No Asya! Shush. Even if he was watching, and if I woke he definitely will make a joke about it. I need to be grateful. Silly me all these gifts, and I still find a reason to be upset. I hope you can forgive me again. I was was lucky enough to even be able to feel Ira's hand, let alone to hear her voice again. I have no right to complain.

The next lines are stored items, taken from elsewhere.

PR #200, opened 2022-10-17
XOR-543 [FIX] write/update data in the columns that are excluded by a DS security rule issue fixed.

SMohol:
### Product areas affected
- Datasource write/update operation on data restriction the basis of DS security rule.

### What does this PR do?

- Spilt exclude columns list with ', ' as it contains space between columns names pass from UI for exclude columns

### JIRA ticket
[XOR-543](https://weboo.atlassian.net/browse/XOR-543)

### Result

Relevant sample input/output, screenshots or screen recordings.

https://user-images.githubusercontent.com/107605720/196167191-941905e6-563e-4a43-ae79-05281c019f86.mp4

https://user-images.githubusercontent.com/107605720/196167283-cff29b6f-3a10-4862-a49d-06dbf3f7cb42.mp4

### DIFF
--- a/js/interface.js
+++ b/js/interface.js
@@ -2538,7 +2538,7 @@ $('[data-save-rule]').click(function(event) {
   }
 
   // Spilt exclude columns list with ', ' as it contain space between columns names
-  var exclude = _.compact($('input[name="exclude"]').val().split(', '));
+  var exclude = _.compact($('input[name="exclude"]').val().split(',').map(s=>s.trim()));
 
   if (columnsListMode === 'exclude') {
     if (exclude.length) {
--- a/js/interface.js
+++ b/js/interface.js
@@ -2538,7 +2538,7 @@ $('[data-save-rule]').click(function(event) {
   }
 
   // Spilt exclude columns list with ', ' as it contain space between columns names
-  var exclude = _.compact($('input[name="exclude"]').val().split(',').map(s=>s.trim()));
+  var exclude = _.compact($('input[name="exclude"]').val().split(',').map(column => column.trim()));
 
   if (columnsListMode === 'exclude') {
     if (exclude.length) {
--- a/js/interface.js
+++ b/js/interface.js
@@ -2537,7 +2537,6 @@ $('[data-save-rule]').click(function(event) {
     rule.require = requiredFields;
   }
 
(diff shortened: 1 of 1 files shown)


amolsuryawanshi47 (approved):

js/interface.js
```diff
@@ -2537,7 +2537,8 @@ $('[data-save-rule]').click(function(event) {
     rule.require = requiredFields;
   }
 
-  var exclude = _.compact($('input[name="exclude"]').val().split(','));
+  // Spilt exclude columns list with ', ' as it contain space between columns names
```
squallstar, line 2540: 1. Typo in "Split"
2. I suggest using functional programming to split by `,` and then `trim` the results

```js
array.split(',').map(s => s.trim())
```

cc @tonytlwu

squallstar (changes requested):

js/interface.js
SMohol: @squallstar changes added in next commit thank you for inputs

amolsuryawanshi47 (approved):
Changes looks ok to me

js/interface.js
```diff
@@ -2537,7 +2537,8 @@ $('[data-save-rule]').click(function(event) {
...
+  var exclude = _.compact($('input[name="exclude"]').val().split(',').map(s=>s.trim()));
```
squallstar, line 2541: Doesn't seem to be in line with ESLint. I am expecting to see `s => s.trim()`

Can you also name `s` accordingly to its context? I would suggest `column`

squallstar (changes requested):

js/interface.js
SMohol: ok i will check and add accordingly

js/interface.js
squallstar: @SMohol there's still a typo in your comment, but let's please just remove the comment entirely as it doesn't make sense anymore.

squallstar (changes requested):

js/interface.js
SMohol: while testing this column list i got ' ,  ' instead of ',' that is why added a comment accordingly to rectify but removing it now.

squallstar (approved):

Now onto the question itself. Unfortunately, I didn't end up reading those books. I did have them on the list! Up on the top of it as well! There was no excuse for my inability to read her recommendation. And when Ira went missing, reading the books never even came to mind. I hope you can forgive me Ira. If there is a way to still read books where we are now, it'll be the first thing I do. I promise!
"She's…. smiling?"
"That's something. Keep going!"
"Okay. I'm…. going to assume no, because of everything that was going on. So, I won't talk about it. It's historical and the romance stuff is pretty interesting. N-Not that I enjoy that type of story or anything, it's just well, anyone can appreciate a well written romance story. So there. On the book you recommended me. I didn't get a chance to read it yet, for obvious reasons. I didn't think I would ever even be able to consider opening up that book. I thought when you saw me outside in the snow, it would be the last time I would see you. There was so much I wished I could say and I missed it. I missed my chance to say goodbye to you properly. I abandoned you without even….."
Ira. You are too kind to someone like me. But you don't need to be sorry. In fact, what happened is something good. The world returned to normal as it should. It was always meant to happen. I knew it as well, that our friendship could never last forever, it just happened sooner then I thought. But, in a way we did get to say goodbye. When your lifeless body eyes' stared at me for that brief moment, reacting to my poem. That's all I needed. You acknowledging me now, is far more then I ever wanted.
A drop of liquid falls onto my face.
Ira…. please don't cry for me. I…. I'll start crying too. Please….
"Asya. I don't know what happened to us, or where we even are. But, I promise one thing for sure, I'll spend every moment I have left with you and Marina. I…. I love you both so much."
"Aw, Ira. Finally getting soft! I love you too!"
"Y-Yeah. So Asya, when you are ready, I want to talk to you again. To be friends with you properly, instead of ignoring you like I had been."
Friends with me.
Ira…. of course. I accept. This feeling in my chest. This burst of happiness! It's like a flower inside me is blooming after a bright sun shined all over it.
I need to wake up.
I need to meet her gaze.
So, I force my eyes open.
I look up and see Ira staring down at me with tears in her eyes.
Thank you, thank you so much. This act of mercy you have given me to see everyone again, I'll cherish it always.
Thank you….
I love you so much.
I feel my eyes begin to water as I meet Ira's gaze with a smile.